Treating cancer is difficult – and time is not on the patient’s side. In a past project, which was completed in 2020, the patient’s own tumour tissue was used to identify personalised methods for striking back against cancer.
“Today, it is still generally only the cancer cells themselves that are studied, not the environment in which they exist,” says Yalda Bogestål, project manager at RISE.
According to the World Health Organization (WHO), cancer is a leading cause of death worldwide, accounting for nearly 10 million deaths in 2020, or nearly one in six deaths. The most common cancers are breast, lung, colon and rectum and prostate cancers. Identifying effective cancer medication and more precise diagnostics is a matter of global importance.
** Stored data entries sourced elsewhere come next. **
PR #304, opened 2017-10-04
Drive all new Snap Apps

jessieay:
* When success page is reached, app is driven
* If app was already driven, do not re-drive
* We are not submitting apps on MI Bridges yet, we only get to the
submit page, but this will allow us to test our driving
code with real data so we can feel more confident when we do start
submitting.

Minor:
* Add helper for running background jobs immediately, h/t https://robots.thoughtbot.com/process-jobs-inline-when-running-acceptance-tests

### DIFF
--- a/app/jobs/drive_application_job.rb
+++ b/app/jobs/drive_application_job.rb
@@ -1,0 +1,7 @@
+class DriveApplicationJob < ApplicationJob
+  def perform(snap_application:)
+    if snap_application.driver_applications.empty?
+      MiBridges::Driver.new(snap_application: snap_application).run
+    end
+  end
+end
--- a/app/controllers/success_controller.rb
+++ b/app/controllers/success_controller.rb
@@ -21,6 +21,10 @@ class SuccessController < StandardStepsController
       destination: :office_email,
       snap_application: current_snap_application,
     )
+
+    DriveApplicationJob.perform_later(
+      snap_application: current_snap_application,
+    )
   end
 
   def after_successful_update_hook
--- a/spec/controllers/success_controller_spec.rb
+++ b/spec/controllers/success_controller_spec.rb
@@ -21,25 +21,26 @@ RSpec.describe SuccessController do
         with(snap_application: current_app, destination: :office_email)
     end
 
+    it "drives the app once" do
+      run_background_jobs_immediately do
+        run_double = double(run: true)
+        allow(MiBridges::Driver).to receive(:new).
+          with(snap_application: current_app).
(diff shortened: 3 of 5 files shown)


jessieay:
[Drive (but do not submit) existing Snap Apps and record any errors we see](https://trello.com/c/SY0ntG6g/380-drive-but-do-not-submit-existing-snap-apps-and-record-any-errors-we-see)

app/jobs/drive_application_job.rb
```diff
@@ -0,0 +1,7 @@
+class DriveApplicationJob < ApplicationJob
+  def perform(snap_application:)
+    if snap_application.driver_applications.empty?
+      MiBridges::Driver.new(snap_application: snap_application).run
+    end
```
jayroh: I was just thinking about this.  Instead of us having two approaches to driving any application, those being:

1. Drive for the first time. IE: `.run`
2. Re-drive / re-run a drive. IE: `.re_run`

What do you think about changing it to push the logic down into the driver where:

1. If a driver_application exists - re-run using the log in flow
2. If no driver_application exists - run the sign-up flow

jessieay: That sounds right -- I originally wanted to have them be entirely different because it seemed simpler to ensure that `run` can only happen once, but that isn't really happening so we may as well add some smart logic. Should I do that via a separate PR?

jessieay: Should also add that this approach would not change the fact that we'd need logic in here to not run or re run, since we don't want to re-attempt a drive or re-drive just because someone reloads the page

jayroh: > Should also add that this approach would not change the fact that we'd need logic in here to not run or re run, since we don't want to re-attempt a drive or re-drive just because someone reloads the page

I think we might still be able to make it idempotent. Like say we did it like:

1. find or create the first driver application for a given snap application.
2. enqueue the job with that driver application
3. add a "driven_at" timestamp column that's nil by default
4. When the job is run, 
   * if `driven_at` is nil, set the timestamp, and run it.
   * if `driven_at` is some time in the last 24 hours, don't run it.

jessieay: ok yeah, or really if there is *any* timestamp we wouldnt want to re-run, since re-running will be an admin only thing.

is this a change you want to see in this PR? I am looking for which feedback you want for this to get merged :)

jayroh: All this can be totally in for further PR's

RISE has been a key player in advancing cancer research, focusing on using 3D printed scaffolds to better mimic tumour environments. These scaffolds allow cancer cells to interact with the surrounding tissue, giving a more accurate representation of how cancer behaves in the body. This approach was during the past project applied in breast cancer as a model organ. The results have proven valuable and now RISE together with partners is expanding its efforts to explore even more cancer types.
Over the past ten years, RISE has led and coordinated projects focused on 3D printing of native tissues, including blood vessels and the urethra, as well as scaffolds for cancer drug testing. These projects have covered various cancer types, such as breast cancer, intestinal cancer and ovarian cancer, along with CAR-T cell therapy. The initiatives have involved partners both nationally and internationally, including academic institutions, SMEs, large companies and national as well as international hospitals.
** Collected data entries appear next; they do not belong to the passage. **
PR #306, opened 2017-10-05
Record when apps (and its errors) are driven

jayroh:
When we create and drive an application we are saving the information about
the drive to a `driver_applications` record. When these drives occur we
should be recording the date and time WHEN the drive is occurring. In
addition, the associated errors should have the same time set to them so
that errors can be grouped by the time they were all run by its parent
`DriverApplication` object.

### DIFF
--- a/spec/factories/driver_errors.rb
+++ b/spec/factories/driver_errors.rb
@@ -4,6 +4,7 @@ FactoryGirl.define do
     error_message "runtime error"
     page_class "MiBridges::Driver::BasePage"
     page_html "<html></html>"
+    driven_at DateTime.current
 
     driver_application
   end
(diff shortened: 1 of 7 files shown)


spec/factories/driver_errors.rb
```diff
@@ -4,6 +4,7 @@
     error_message "runtime error"
     page_class "MiBridges::Driver::BasePage"
     page_html "<html></html>"
+    driven_at DateTime.current
```
jessieay: do we need `driven_at` on here if we have a FK for the driver application and a created at timestamp for this error?

jayroh: We do because this can be a different time (for older errors) from the parent driver application. Older errors would not be updated along with a recently updated driver application.

I thought the same thing as I was working on this actually but when I considered (_if_ you referent the parent driver application record) that changing the driven at for a driver_application would change driver_errors from a day or two ago, the redundancy made sense.

PR #307, opened 2017-10-05
Scrape Tracking number from post-submit page and save

jessieay:
**WHY**: This is what MDHHS uses to track cases


jessieay:
[Scrape and persist confirmation number after MI Bridges app is submitted](https://trello.com/c/5An1cXny/378-scrape-and-persist-confirmation-number-after-mi-bridges-app-is-submitted)

PR #308, opened 2017-10-05
Add MiBridges module to fix autoloading

jayroh:
Rails' auto-loading might be having a hard time pulling in all of the
driving code because the MiBridges module, which we namespace all our
driving code inside of, is not defined in its own file.

Also:

* In `save_error`, if latest_drive_attempt is null we should not try to
  tap into it.

### DIFF
--- a/lib/mi_bridges/driver.rb
+++ b/lib/mi_bridges/driver.rb
@@ -160,6 +160,8 @@ module MiBridges
     end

These new initiatives build on the previous work and continue to focus on advancing the 3D printing of scaffolds that more accurately replicate the patient’s tumour, offering a more realistic environment for testing potential treatments. “The competences of all of the partners play a major role, with each contributing with their varied expertise,” adds Yalda Bogestål.
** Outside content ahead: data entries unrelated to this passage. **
PR #310, opened 2017-10-06
Add chrome and chromedriver buildpacks to app.json

jayroh:
There are a number of dependencies needed to get things driving properly. This PR gets everything set up so that things work.

1. Add chrome and chromedriver buildpacks
2. Use the ENV provided by the Chrome buildpack for the chrome binary
3. Fix issue where we require a concern twice. It breaks due to the callback run upon requiring the file
4. Set `WED_DRIVER` ENV so that the driver doesn't try to run it with the full chrome browser experience
5. Use a fork of the PDFTK buildpack due to a bug that causes conflicts with the other buildpacks
6. Add `no-sandbox` to the list of options provided to the headless chrome driver configuration. Otherwise it crashes
7. Update app.json to inherit attr_encrypted secrets instead of generating them

### DIFF
--- a/app.json
+++ b/app.json
@@ -48,10 +48,10 @@
       "generator": "secret"
     },
     "SECRET_KEY_FOR_DRIVER_APPLICATION": {
-      "generator": "secret"
+      "required": true
     },
     "SECRET_KEY_FOR_SSN_ENCRYPTION": {
-      "generator": "secret"
+      "required": true
     },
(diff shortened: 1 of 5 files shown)


jayroh:
[Drive every application we receive beginning now, but don't submit them](https://trello.com/c/JKEK5GoA/376-drive-every-application-we-receive-beginning-now-but-dont-submit-them)

PR #314, opened 2017-10-10
Move static medicaid pages to where they will live

jayroh:
Keeping @rachelcope's naming as is but just moving them to where they
would live under corresponding controller spaces. Also making them all
`edit.html.erb`


jayroh:
I feel like a wizard.

```sh
for file in ../pages/medicaid/**/*(.); do basename $file | sed 's/\.erb//' | xargs mkdir; done
for file in ../pages/medicaid/**/*(.); do basename $file | sed 's/\.erb//' | xargs -I '{}' git mv ../pages/medicaid/'{}'.erb '{}'/edit.html.erb; done
```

Method for more accurate diagnoses and prognoses
The previous method, which was founded on an understanding of the building blocks of tumours, demonstrated the importance of scaffolding in tumour behaviour. When a surgeon removes a tumour, a piece of the tumour is taken and cleaned of cells, leaving a structure of connective tissue known as a scaffold. Standardised cancer cells are then added to this scaffold, making it possible to measure the effect that the patient’s particular scaffold has on the cells, allowing doctors to make more accurate diagnoses and prognoses.
“Associate Professor Anders Ståhlberg and Professor Göran Landberg of the University of Gothenburg have demonstrated the importance of scaffolding to tumour behaviour. The method is applicable to solid tumours, and we have already applied it to breast cancer as a model indication,” says Yalda Bogestål.
Better reflection of reality
As RISE moves forward, the aim is to further refine this approach for other cancer types, continuing to improve the accuracy of drug screening and patient-specific treatments. When cancer drugs are tested in the laboratory, the starting point is usually cell cultures in petri dishes, providing a very artificial, two-dimensional environment. Substances that demonstrate the desired effect are then further evaluated in animals before being finally cleared for human clinical trials. Unfortunately, these early tests are not sufficiently predictive, and only somewhere between 5 and 10% of substances successfully make their way along the full length of the chain.
“By using 3D printed scaffolds that mimic the patient’s tumour better than cell cultures, we are developing a method to test possible anticancer drugs on an industrial scale. This provides screening that is a much better reflection of reality and therefore provides better results,” explains Joakim Håkansson, project manager at RISE.